- _Task statement_: A single number is wanted: how many lines of the records below contain the word "registerCommands".

BEGIN The input

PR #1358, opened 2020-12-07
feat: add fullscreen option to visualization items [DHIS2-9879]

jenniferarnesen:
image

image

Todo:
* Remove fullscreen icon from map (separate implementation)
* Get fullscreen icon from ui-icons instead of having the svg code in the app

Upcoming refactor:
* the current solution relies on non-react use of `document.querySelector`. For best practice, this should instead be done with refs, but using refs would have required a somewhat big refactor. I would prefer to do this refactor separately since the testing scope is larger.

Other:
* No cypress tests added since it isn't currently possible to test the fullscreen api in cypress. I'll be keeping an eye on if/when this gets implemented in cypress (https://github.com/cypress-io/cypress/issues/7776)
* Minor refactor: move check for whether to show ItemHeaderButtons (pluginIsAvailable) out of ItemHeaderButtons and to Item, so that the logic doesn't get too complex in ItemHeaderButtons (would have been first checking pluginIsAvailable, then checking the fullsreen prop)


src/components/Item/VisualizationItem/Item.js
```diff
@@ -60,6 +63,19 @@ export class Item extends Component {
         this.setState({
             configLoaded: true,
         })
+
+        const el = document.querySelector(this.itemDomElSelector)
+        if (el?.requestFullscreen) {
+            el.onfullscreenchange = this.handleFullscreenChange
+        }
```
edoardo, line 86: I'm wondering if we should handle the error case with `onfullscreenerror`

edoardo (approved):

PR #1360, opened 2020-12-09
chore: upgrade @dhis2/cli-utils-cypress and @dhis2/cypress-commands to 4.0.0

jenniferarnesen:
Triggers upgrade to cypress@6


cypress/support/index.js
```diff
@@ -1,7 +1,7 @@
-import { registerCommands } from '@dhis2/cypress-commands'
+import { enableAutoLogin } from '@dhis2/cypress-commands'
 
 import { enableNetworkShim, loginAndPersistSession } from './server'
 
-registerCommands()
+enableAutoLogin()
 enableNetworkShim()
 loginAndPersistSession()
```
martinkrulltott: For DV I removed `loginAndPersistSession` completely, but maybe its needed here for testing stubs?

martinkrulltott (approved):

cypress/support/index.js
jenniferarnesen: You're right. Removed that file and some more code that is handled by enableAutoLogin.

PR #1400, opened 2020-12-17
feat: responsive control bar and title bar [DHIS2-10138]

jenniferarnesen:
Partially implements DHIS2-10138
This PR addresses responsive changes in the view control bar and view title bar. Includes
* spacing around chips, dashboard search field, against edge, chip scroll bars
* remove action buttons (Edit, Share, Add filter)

END The input

- _Task solution_: 2